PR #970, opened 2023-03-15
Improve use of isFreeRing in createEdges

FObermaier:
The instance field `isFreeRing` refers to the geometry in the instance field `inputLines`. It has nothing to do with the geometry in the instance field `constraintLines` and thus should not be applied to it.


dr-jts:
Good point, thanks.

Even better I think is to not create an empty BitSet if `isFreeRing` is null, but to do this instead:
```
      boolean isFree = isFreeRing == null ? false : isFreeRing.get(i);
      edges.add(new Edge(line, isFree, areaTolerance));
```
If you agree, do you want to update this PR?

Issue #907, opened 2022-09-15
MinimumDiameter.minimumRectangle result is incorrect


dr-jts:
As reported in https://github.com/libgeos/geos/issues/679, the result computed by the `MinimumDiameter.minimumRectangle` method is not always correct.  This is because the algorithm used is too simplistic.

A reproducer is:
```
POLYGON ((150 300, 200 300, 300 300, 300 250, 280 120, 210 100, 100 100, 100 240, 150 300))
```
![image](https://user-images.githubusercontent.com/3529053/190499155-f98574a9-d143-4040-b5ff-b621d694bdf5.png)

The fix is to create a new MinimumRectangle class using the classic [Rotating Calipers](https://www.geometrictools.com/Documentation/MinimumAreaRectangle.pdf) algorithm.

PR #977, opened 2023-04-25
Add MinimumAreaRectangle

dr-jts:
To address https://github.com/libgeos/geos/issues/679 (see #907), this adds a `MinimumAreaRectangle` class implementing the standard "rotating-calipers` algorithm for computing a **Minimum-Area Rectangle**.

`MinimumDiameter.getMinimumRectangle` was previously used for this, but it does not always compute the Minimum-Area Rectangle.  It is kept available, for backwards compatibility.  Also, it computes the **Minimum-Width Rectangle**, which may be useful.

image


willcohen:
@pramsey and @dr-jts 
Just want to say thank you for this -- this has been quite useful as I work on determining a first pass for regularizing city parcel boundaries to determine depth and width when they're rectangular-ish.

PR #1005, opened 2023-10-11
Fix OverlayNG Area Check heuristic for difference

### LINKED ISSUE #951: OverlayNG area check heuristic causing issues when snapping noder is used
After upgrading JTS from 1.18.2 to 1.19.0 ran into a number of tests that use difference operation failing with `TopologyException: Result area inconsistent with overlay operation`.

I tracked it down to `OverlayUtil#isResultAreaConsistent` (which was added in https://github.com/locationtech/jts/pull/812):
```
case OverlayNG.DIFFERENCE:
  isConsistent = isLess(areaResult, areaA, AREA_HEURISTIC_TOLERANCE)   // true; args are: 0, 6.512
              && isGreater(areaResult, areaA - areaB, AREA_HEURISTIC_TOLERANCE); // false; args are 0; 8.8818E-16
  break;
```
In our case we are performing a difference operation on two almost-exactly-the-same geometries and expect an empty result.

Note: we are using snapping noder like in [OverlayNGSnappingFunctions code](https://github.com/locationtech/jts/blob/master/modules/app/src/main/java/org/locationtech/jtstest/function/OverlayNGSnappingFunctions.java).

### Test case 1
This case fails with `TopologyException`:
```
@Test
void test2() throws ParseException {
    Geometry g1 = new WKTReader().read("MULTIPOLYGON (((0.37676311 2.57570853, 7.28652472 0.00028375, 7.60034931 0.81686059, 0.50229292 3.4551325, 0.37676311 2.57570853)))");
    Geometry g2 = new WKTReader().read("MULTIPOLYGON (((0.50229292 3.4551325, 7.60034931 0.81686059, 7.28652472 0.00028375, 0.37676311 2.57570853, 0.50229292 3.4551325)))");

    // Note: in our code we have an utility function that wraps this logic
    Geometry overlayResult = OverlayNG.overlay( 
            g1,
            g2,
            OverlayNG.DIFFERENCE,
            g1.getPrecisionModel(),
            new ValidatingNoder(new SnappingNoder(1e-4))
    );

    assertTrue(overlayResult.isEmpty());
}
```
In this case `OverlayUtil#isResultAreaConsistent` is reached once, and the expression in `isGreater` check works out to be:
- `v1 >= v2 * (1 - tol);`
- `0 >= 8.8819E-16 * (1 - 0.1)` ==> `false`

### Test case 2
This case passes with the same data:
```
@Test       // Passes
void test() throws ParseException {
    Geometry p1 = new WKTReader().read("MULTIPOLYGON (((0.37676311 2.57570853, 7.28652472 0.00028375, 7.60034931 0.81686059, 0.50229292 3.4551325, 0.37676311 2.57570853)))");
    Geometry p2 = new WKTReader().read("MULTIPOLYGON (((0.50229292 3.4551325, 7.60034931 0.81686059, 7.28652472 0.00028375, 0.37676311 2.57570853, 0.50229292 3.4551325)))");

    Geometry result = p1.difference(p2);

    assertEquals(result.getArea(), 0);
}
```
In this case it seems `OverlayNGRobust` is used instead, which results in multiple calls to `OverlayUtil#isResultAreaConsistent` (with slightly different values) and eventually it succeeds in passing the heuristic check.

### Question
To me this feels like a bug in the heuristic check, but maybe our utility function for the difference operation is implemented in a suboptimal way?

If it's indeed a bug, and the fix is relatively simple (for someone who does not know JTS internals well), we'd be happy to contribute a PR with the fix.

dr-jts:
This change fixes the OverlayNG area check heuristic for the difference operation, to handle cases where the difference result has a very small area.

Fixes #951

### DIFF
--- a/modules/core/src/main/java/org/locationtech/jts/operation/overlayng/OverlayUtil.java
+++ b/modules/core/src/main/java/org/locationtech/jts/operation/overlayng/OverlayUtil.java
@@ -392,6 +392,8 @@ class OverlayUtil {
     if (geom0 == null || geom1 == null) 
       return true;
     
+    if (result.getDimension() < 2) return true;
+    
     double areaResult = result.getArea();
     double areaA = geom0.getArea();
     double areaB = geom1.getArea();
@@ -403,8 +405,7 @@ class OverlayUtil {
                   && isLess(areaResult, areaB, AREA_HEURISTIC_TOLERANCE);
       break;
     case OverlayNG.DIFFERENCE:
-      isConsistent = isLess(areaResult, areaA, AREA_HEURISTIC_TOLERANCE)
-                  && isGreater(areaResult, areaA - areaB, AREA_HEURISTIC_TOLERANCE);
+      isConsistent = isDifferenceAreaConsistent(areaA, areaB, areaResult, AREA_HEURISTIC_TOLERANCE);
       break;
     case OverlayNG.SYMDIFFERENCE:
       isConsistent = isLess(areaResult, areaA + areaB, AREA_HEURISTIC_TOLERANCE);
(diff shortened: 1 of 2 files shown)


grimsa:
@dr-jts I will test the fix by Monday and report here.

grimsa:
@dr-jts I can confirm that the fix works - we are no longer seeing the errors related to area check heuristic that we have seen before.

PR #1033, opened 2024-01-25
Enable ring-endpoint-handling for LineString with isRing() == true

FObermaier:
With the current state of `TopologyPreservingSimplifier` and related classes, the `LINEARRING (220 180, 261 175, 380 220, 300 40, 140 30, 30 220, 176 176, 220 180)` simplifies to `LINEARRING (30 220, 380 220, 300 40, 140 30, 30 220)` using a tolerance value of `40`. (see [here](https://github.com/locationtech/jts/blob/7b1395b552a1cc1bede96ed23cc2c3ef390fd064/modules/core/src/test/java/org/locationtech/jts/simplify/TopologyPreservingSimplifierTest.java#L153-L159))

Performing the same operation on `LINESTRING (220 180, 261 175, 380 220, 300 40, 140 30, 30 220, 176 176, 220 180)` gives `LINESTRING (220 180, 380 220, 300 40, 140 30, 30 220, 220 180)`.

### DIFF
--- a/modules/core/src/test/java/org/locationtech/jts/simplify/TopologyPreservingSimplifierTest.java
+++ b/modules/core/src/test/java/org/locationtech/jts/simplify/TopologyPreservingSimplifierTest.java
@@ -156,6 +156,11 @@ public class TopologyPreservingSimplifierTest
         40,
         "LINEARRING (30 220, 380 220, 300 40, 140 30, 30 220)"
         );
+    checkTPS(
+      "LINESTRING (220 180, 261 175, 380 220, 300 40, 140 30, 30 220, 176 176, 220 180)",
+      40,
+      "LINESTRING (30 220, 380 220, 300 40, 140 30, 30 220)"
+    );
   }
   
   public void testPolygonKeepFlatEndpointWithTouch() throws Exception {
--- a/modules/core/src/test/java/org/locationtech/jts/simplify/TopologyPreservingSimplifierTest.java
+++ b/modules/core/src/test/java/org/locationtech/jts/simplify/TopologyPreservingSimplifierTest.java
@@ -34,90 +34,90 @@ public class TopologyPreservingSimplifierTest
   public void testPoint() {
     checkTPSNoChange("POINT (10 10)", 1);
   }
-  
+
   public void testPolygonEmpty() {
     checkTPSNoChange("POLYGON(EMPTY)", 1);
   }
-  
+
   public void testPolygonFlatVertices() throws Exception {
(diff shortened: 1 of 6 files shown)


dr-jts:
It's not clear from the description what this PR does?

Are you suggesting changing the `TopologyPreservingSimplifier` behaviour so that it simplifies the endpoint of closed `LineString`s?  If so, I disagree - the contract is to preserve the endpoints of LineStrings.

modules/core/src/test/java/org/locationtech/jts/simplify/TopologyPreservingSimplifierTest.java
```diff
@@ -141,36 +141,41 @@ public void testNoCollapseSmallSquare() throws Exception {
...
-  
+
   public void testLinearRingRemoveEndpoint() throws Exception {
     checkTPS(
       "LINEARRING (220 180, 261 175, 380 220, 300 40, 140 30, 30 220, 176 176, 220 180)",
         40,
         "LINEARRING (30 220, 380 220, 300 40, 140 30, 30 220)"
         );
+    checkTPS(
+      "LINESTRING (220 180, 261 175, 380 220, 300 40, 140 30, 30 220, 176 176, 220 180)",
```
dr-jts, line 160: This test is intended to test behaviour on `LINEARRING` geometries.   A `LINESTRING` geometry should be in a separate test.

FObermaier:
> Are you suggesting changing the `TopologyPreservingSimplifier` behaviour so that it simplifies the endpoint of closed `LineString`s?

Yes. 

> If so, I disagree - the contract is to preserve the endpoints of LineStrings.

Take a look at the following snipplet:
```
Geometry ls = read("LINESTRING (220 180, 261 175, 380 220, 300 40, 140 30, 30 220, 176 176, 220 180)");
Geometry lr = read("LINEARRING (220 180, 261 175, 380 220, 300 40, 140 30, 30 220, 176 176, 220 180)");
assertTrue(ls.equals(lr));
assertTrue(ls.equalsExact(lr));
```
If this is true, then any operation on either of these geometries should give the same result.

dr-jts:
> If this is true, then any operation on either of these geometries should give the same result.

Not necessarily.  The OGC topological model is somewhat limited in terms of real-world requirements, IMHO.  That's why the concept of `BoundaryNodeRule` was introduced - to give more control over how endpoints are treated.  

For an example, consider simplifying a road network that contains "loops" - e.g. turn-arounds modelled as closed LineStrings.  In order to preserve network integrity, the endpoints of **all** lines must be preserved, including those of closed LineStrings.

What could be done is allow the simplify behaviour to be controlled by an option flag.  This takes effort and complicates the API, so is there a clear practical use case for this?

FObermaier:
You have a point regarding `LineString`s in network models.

- - - - - - -

**Requirement:** From the material above, retype precisely the lines between the line holding "The fix is to" and the line holding "To address https://github.com/libgeos/geos/issues/679", inclusive, and nothing beyond them.

**Exercise response:**
The fix is to create a new MinimumRectangle class using the classic [Rotating Calipers](https://www.geometrictools.com/Documentation/MinimumAreaRectangle.pdf) algorithm.

PR #977, opened 2023-04-25
Add MinimumAreaRectangle

dr-jts:
To address https://github.com/libgeos/geos/issues/679 (see #907), this adds a `MinimumAreaRectangle` class implementing the standard "rotating-calipers` algorithm for computing a **Minimum-Area Rectangle**.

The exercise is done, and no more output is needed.